I'm reminded of this every time I get feedback on a column. Last week's tax column, for example, drew applause at one end and a fervent wish at the other that I BURN IN HELL. (Dear jyou057, of Auckland: Get help.)

Of course, it makes sense that our view of the world is determined by our position in life. This is why George W. Bush's mother Barbara will never understand why some people were appalled when she said that New Orleans' poor, who were "underprivileged anyway", were better off after Hurricane Katrina than before. Rich people tend not to see the world in the same way as do poor people.

Culture, too, determines our interpretation of the world. There's fascinating new evidence of this from researchers at the University of Michigan, published last month in Proceedings of the National Academy of Sciences, which shows Asians literally see the world differently from their Western counterparts.

When American students are shown the same photograph as students from China, they pay more attention to the object in the foreground of a scene, while the Chinese students spend more time studying the background and taking in the whole scene.

Researcher Richard Nisbett told the Associated Press the differences in perception were cultural. "Asians live in a more socially complicated world than we do. They have to pay more attention to others than we do. We are individualists. We can be bulls in a china shop; they can't afford it."

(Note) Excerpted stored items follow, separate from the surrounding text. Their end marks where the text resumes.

PR #226, opened 2019-05-21
Add org.wso2.carbon.rule.mediation.server.feature

tharinduwijewardane:
Pack the rule mediation feature with MI. 
Add config file rule-engine-config.xml.

Fixes wso2/product-ei#4041

Dependent PR: https://github.com/wso2/carbon-rules/pull/39

### DIFF
--- a/distribution/src/assembly/bin.xml
+++ b/distribution/src/assembly/bin.xml
@@ -386,6 +386,13 @@
             <fileMode>644</fileMode>
         </file>
 
+        <file>
+            <source>
+                ../p2-profile/target/wso2carbon-core-${carbon.kernel.version}/wso2/conf/rule-engine-config.xml
+            </source>
+            <outputDirectory>wso2mi-${pom.version}/conf</outputDirectory>
+            <fileMode>644</fileMode>
+        </file>
 
         <file>
             <source>src/conf/axis2.xml</source>
--- a/p2-profile/pom.xml
+++ b/p2-profile/pom.xml
@@ -442,6 +442,11 @@
                                     <version>${carbon.commons.version}</version>
                                 </feature>
 
+                                <!--10 Carbon rule-->
+                                <feature>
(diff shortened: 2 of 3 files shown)


distribution/src/conf/rule-engine-config.xml
```diff
@@ -0,0 +1,12 @@
+<ruleEngineConfig xmlns="http://wso2.org/carbon/rules/conf">
```
Nirothipan: Shall we add the licence header for this file

distribution/src/conf/rule-engine-config.xml
```diff
@@ -0,0 +1,12 @@
...
+    <!--<ruleEngineProvider className="org.wso2.carbon.rule.backend.jsr94.JSR94BackendRuntimeFactory">
+        <property name="propertyProvider"
+                  value="org.wso2.carbon.rule.backend.jsr94.drools.DroolsJSR94DefaultPropertiesProvider"/>
```
Nirothipan: @tharinduwijewardane  Is there any reason to specifically adding this file here rather than suing the one coming from the kernel.
https://github.com/wso2/product-ei/blob/master/distribution/src/assembly/bin.xml#L2333.

distribution/src/conf/rule-engine-config.xml
Nirothipan: Is there any specific reason for adding this file here. It will be available with the feature itself https://github.com/wso2/carbon-rules/blob/master/features/mediation/org.wso2.carbon.rule.mediation.server.feature/resources/conf/rule-engine-config.xml. Can't we just pack that.

tharinduwijewardane: Modified the bin.xml file to pack the config file which is available with the feature.
Thanks for pointing out.

tharinduwijewardane:
This increases the file size of MI by 7.8 MB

Those of us, who belong to a minority rather than the mainstream that National's campaign is pitched at, understand implicitly what it means to have a different world view. But we're not surprised Don and Gerry and co don't get it.

Then again, I don't get the morality argument advanced by the likes of the Exclusive Brethren, either. Like a lot of Christians, fundamentalists and otherwise, they believe that the Godless, anti-family Labour is doing the devil's work, driving the country into a morally bankrupt abyss with its legislative nod to civil unions and prostitution.

I'm not sure why they think National will be any more morally upright and God-fearing, or why they're so sure that Jesus, a champion of social justice, wouldn't regard poverty and injustice as more immoral than gay marriage.

We all have our blind spots.

As for my aforementioned friend, he's convinced Don's blind spot on Maori issues poses the greatest danger for this country. He doesn't care about Don's fudging over the Brethren's brochures. For him Don wandered furthest from the truth when he told New Zealanders in Orewa last year and again a few weeks ago, in carefully coded language, that Maori have it too sweet; that they are unfairly privileged.

Anyone with any knowledge of history and Maori (clearly not Don) knows that's nonsense. How can New Zealanders resent this imaginary Maori privilege when, for example, Treaty settlements for iwi like Ngai Tahu and Tainui amount to less than 10c in the dollar for what the Crown stole?

Labour's answer has been to fire a few shots and then back off, hoping the battle swirls over to some more favourable territory.

Not especially effective. But however confused and uncertain it's been, at least it hasn't been building on a policy of racial prejudice. It's not hard to understand why many Maori Party supporters are disappointed about Labour's less-than-heroic stance on Maori issues over the past six years.

It will be surprising if they don't see a Labour-Greens alliance as the only government combo to be on a wavelength with the new Maori Party MPs.